None. The B-10 Outsourcing of Business Activities, Functions and Processes ("OSFI B-10 Guidelines") are not laws or regulations, and, therefore, attract no specific criminal, administrative, civil or other penalties or sanctions for noncompliance. Consistent failure to adhere to the OSFI B-10 Guidelines could result in an order for remedial action and affect a regulated entity's registration to operate in Canada.
7. Are there any data privacy and/or data security laws that would apply?
Yes. The Personal Information Protection and Electronic Documents Act ("PIPEDA") is a federal private sector privacy law that applies to the collection, use and disclosure of personal information in the course of a commercial activity and across borders, and to federal works, undertakings or business, including banks. There are also several provincial privacy laws in Canada that are substantially similar to PIPEDA.
PIPEDA requires that any organization transferring personal information cross-border for processing by a third party (including a cloud processor) must use contractual means to protect that personal information. Organizations must also be transparent about how they use personal information, including in certain circumstances advising data subjects that their personal information might be transferred to a third party for processing.
The Québec Act Respecting the Protection of Personal Information in the Private Sector ("Québec Act") does not explicitly address the use of cloud services, though it does provide that personal information cannot be released outside of Québec or entrusted to a body or person outside of Québec unless the information is protected at a level that is equivalent to the protection afforded under the Québec Act. The transferred information must only be used for the purposes for which consent was given.
Bill 64, An Act to modernize legislative provisions as regards the protection of personal information, came into force on 22 September 2022, and has and will make changes to the Québec Act.
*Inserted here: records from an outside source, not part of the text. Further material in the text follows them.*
PR #4046, opened 2026-03-11
fix: Ensure pixi tasks may be run as advertised

jonasfreimuth:
Add a constraint to the Pixi workspace for `pixi>=0.63` and pin Pixi to `v0.63.2` on the CI to ensure the `default-environment` field is available for tasks and set it for all tasks. This is to ensure that there are no changes to the formula `pixi run task`, when currently pixi either requires user input or an additional `-e environment` specification when the environment for a task is ambiguous. This helps to ensure existing workflows depending on the simple formula above don't break.

### QC

Existing tests should cover this. Also this PR ensures current documentation is accurate, rather than updating docs to reflect a changed state.

## Summary by CodeRabbit

* **Chores**
  * Updated CI/CD workflows to remove explicit Pixi version specifications, allowing workflows to use the default Pixi version instead of previously pinned versions.

### DIFF
--- a/pyproject.toml
+++ b/pyproject.toml
@@ -300,7 +300,7 @@ python-build = ">=1.2.2,<2"
 packaging = ">=24.0,<26"
 
 [tool.pixi.feature.publish.tasks]
-build = { cmd = "python -m build", description = "Build the package into the dist/ directory" }
+build = { cmd = "python -m build", description = "Build the package into the dist/ directory", default-environment = "publish" }
 build-check = { cmd = "python -m twine check --strict dist/*", depends-on = [
   "build",
-], description = "Check that the package can be uploaded" }
+], description = "Check that the package can be uploaded", default-environment = "publish" }


jonasfreimuth:
Closes #4046.

.github/workflows/docs.yml
```diff
@@ -22,7 +22,7 @@ jobs:
         uses: prefix-dev/setup-pixi@v0.9.3
         with:
           environments: "docs"
-          pixi-version: v0.42.1
```
johanneskoester, line 25: I would say let us remove the pixi-version definition entirely. Using the latest version should be fine.

jonasfreimuth: The action docs are a little unclear whether that's possible. Apparently, not specifying a version will attempt to use a locally installed one, as describes for [self-hosted runners](https://github.com/prefix-dev/setup-pixi?tab=readme-ov-file#self-hosted-runners), but I don't know whether Pixi is installed on GitHub runners. I'll try though.

jonasfreimuth: This appears to work.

These changes include the following:
8. Are there any restrictions under local data protection laws that would impact the overseas hosting of data?
No. Aside from the restrictions mentioned in Question 7, neither the Personal Information Protection and Electronic Documents Act nor the provincial privacy laws create outright prohibitions on cloud providers hosting data in a data center outside of Canada.
9. Does a cloud service provider need a financial services authorization or license to provide cloud services?
No.
10. Is express consent from customers or other data subjects required before moving data to the cloud?
For new customers, additional consent specifically for the use of cloud services providers is likely not required. It would be sufficient in most cases to provide the necessary disclosures within an applicable privacy policy relating to the use of third-party service providers located outside Canada (if applicable).
For existing customers, if the information is being used for the purpose it was originally collected, consent is not required. However, before transferring personal information to cloud service providers overseas, organizations need to inform the data subject that their personal information may be processed in a country outside of Canada.
11. Are there any local laws that require a cloud service provider to be able to access the data it hosts?
No.
12. Are there any local laws that would require a cloud service provider to disclose the data it hosts to any third parties in any circumstances (including regulatory or law enforcement authorities)?
Yes. While there are no laws that impose disclosure requirements on cloud service providers specifically, various Canadian law enforcement agencies and/or regulators may have the statutory right to subpoena or otherwise require the production of data and/or records in certain limited circumstances, under the applicable laws.